Wednesday, January 16, 2019

Unity

Two days ago, I started using the Unity3D game development tool. Interestingly, Unity3D is the most pervasive tool in the Game Dev industry... it is everywhere. I've been making games since 1982, but have never used it before.

I'm one of those dinosaurs keeping to the old way of doing things, and making my own game engines. Think of a manual 3-gear transmission Willys Jeep instead of heated seats, 7 cup-holder, navsat SUV.

So far, I like it better than I thought I would. In this blog article, I will collect some gotchas, insights, surprises that I will undoubtedly encounter.

1. Project loads are slow. Once inside the editor, make sure you stop "Playback" before editing anything... all edits during playback will be lost.

2. Unity uses degrees, not radians for angles.

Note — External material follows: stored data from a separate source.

PR #354, opened 2026-09-07
Read the dashboard's Sentry DSN from runtime config, so a self-host reports nowhere by default

meszmate:
Closes #351.

`web/src/main.tsx` initialised `@sentry/react` with a literal DSN pointing at Warmbly's own Sentry organisation, with `sendDefaultPii: true` and no way to override or disable it. The dashboard image is the same for hosted and self-host, so every self-hosted install was reporting its users' browser errors, URLs and IPs to Warmbly.

## What changed

- `web/src/lib/observability.ts` is the one place the SDK is touched. `initErrorReporting()` returns without calling `Sentry.init` when no DSN is configured, and `captureException()` is a no-op in that case.
- The DSN comes from runtime config: `runtimeEnv("SENTRY_DSN", import.meta.env.VITE_SENTRY_DSN)` in `web/src/lib/information.ts`, injected by `web/docker-entrypoint.sh` from `WARMBLY_SENTRY_DSN`, matching the backend's "empty is unset" rule.
- The literal DSN is gone from the repo. **The exposed key still needs rotating in Sentry** — that is the one part of the issue this PR cannot do.
- `web/src/app/auth/login/page.tsx` calls the wrapper instead of the SDK directly.
- `docker-compose.yml` passes `WARMBLY_SENTRY_DSN` through to the web container, defaulting to empty.
- `configuration.mdx` documents the variable; `data-control.mdx` gains an "Error reporting" section stating that an instance reports errors nowhere unless the operator points it somewhere.

The SDK is imported statically rather than lazily on purpose: its global handlers need to be installed before the first render, since a broken deploy fails during boot and a chunk still in flight would miss exactly that error. Not initialising it costs a self-hoster some dead bundle weight and zero network calls.

`admin/` still has no Sentry; when it gets one (#353) it follows the same rule.

## Verification

- `pnpm typecheck` and `pnpm lint` in `web/`: clean, no new warnings from the changed files.
- `pnpm types:check` and `pnpm lint` in `docs/`: clean.
- `grep` for the literal DSN and org id across the repo: no hits.

## Summary by CodeRabbit

- **New Features**
  - Added optional browser error reporting for the dashboard when a Sentry configuration is provided.
  - Handled application and passkey initialization errors can now be captured through the centralized reporting system.
  - Error reporting remains disabled by default when no configuration is supplied.

- **Documentation**
  - Documented error-reporting configuration across supported services.
  - Clarified that reporting is configured independently for each process and occurs only when enabled.
[...]

Issue #351, opened 2026-09-07
Dashboard hardcodes Warmbly's Sentry DSN, so self-hosted installs send errors (with PII) to Warmbly's Sentry


meszmate:
## What happens

`web/src/main.tsx` initialises `@sentry/react` with a literal DSN pointing at Warmbly's own Sentry organisation (`...ingest.us.sentry.io/...`), with `sendDefaultPii: true` and no way to override or disable it. `web/src/app/auth/login/page.tsx` also calls `Sentry.captureException` directly.

The dashboard image is the same for hosted and self-host, so every self-hosted Warmbly dashboard reports its users' browser errors, URLs and IPs to Warmbly's Sentry. That contradicts the self-host promise (nothing phones home) and the backend's own stance in `internal/observability/sentry.go`, where a DSN is "the operator's choice, not a requirement of the software".

## Expected

- The web DSN comes from runtime config like the other web settings: `runtimeEnv("SENTRY_DSN", import.meta.env.VITE_SENTRY_DSN)` in `web/src/lib/information.ts`, injected by `web/docker-entrypoint.sh` from `WARMBLY_SENTRY_DSN`.
- No DSN means Sentry is not initialised at all (no script, no network calls), matching the backend's "empty is unset" rule documented in `docs/content/docs/development/configuration.mdx`.
- The literal DSN is removed from the repo and the exposed key rotated in Sentry.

3. You can only use const for compile-time constants. Not for run-time constants, like C and C++.

4. Unity physics is a wrapper over PhysX. Neither uses ERP and CFM like OpenDE and Bullet Physics do.

5. Unity debug output prints vectors with low precision. So (0.0, 0.3, 1.0) can actually be unit length!

6. My bicycle wheel would not spin faster than 7 radians per second, no matter how much torque I applied to it. It turns out that there is a rigid body property that caps it.

7. There is no include directive in the C# language. Instead, files that using the same namespace will automagically find each other's definitions.

8. Centre of mass and inertia tensor are automatically computed from the collision geometry! Beware of this: simulation results will be different just by changing collision geometry, unless you set c.o.m. and inertia explicitly.

9. Monobehaviour.Awake() is called in random order for the Gameobjects. Ugh.

Saturday, January 12, 2019

Sprinkle, Sprinkle, Little Star.

I released a new software application. It is named "Sprinkle, Sprinkle, Little Star" and is available for free for Windows and Linux.

It is a 2D simulation of Gravity acting on a galaxy of stars. It is completely interactive, and you can paint your own galaxy onto a grid, and see the galaxy evolve under Newton's law for gravity.

I recorded a video of myself with a play-though.

I started it during the holiday break, and had fun implementing it. The so called N-Body problem is pretty hard to solve interactively for large numbers of stars, because of its O(N*N) nature: Each star is influenced by each other stars. This means calculating 100M distances if you have 10,000 stars. To do it efficiently, I had to aggregate stars at larger distances. In addition to this, I vectorized my code with AVX intrinsics, that calculates 8 forces in a single go using SIMD. Because my compiler did such a bad job on the scalar code, the speed up was even better than 8, I saw a x18 increase in framerate (which also included rendering, so the computation speed up was even a little more than 18x.) Below is the spatial structure I use to aggregate stars at large distances.

Wednesday, December 26, 2018

Designing a Programming Language: 10Lang.

I have been programming since 1982, I guess that shows my age. But in those 36 years, I have never designed nor implemented a programming language. With the current anti-C++ sentiments on Twitter, it made me ponder on what a better language would look like. So let's start the first tiny steps towards eliminating that "design a programming language" bucket-list item.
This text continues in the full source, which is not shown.